- Opening Delimiter -
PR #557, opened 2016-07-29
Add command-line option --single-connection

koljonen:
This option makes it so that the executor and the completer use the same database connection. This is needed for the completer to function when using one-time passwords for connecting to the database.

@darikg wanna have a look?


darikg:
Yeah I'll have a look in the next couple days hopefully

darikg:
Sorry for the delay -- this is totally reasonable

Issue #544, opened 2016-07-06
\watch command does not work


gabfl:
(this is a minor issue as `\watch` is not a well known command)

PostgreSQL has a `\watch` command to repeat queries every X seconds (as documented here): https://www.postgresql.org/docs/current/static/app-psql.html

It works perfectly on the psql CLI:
- Closing Delimiter -
- Opening Delimiter -
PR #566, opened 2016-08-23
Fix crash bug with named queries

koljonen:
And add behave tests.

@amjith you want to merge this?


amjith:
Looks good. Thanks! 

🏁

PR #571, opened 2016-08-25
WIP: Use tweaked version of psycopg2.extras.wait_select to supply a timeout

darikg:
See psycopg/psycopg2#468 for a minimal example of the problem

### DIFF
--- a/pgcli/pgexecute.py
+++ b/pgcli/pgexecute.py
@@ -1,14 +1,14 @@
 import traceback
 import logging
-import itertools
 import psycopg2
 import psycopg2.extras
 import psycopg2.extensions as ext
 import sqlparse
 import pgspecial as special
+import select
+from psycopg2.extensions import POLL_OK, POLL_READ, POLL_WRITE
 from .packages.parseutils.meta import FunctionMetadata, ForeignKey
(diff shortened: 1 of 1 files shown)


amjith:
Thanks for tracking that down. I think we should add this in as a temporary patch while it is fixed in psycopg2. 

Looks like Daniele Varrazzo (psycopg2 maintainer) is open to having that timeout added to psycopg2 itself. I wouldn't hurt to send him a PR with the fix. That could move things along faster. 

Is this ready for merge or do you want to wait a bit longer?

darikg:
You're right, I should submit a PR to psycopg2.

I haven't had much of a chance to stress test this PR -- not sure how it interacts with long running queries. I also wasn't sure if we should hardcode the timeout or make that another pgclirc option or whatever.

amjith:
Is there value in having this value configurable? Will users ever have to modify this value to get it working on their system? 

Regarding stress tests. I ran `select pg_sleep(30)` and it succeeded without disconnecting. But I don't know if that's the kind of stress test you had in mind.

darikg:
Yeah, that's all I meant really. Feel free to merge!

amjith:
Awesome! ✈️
- Closing Delimiter -
▸ **EXERCISE GOAL**
Could you filter the entries above for lines holding the string "Thanks" and copy them?

▸ **ANSWER TO THIS PROBLEM**
Looks good. Thanks! 
Thanks for tracking that down. I think we should add this in as a temporary patch while it is fixed in psycopg2. 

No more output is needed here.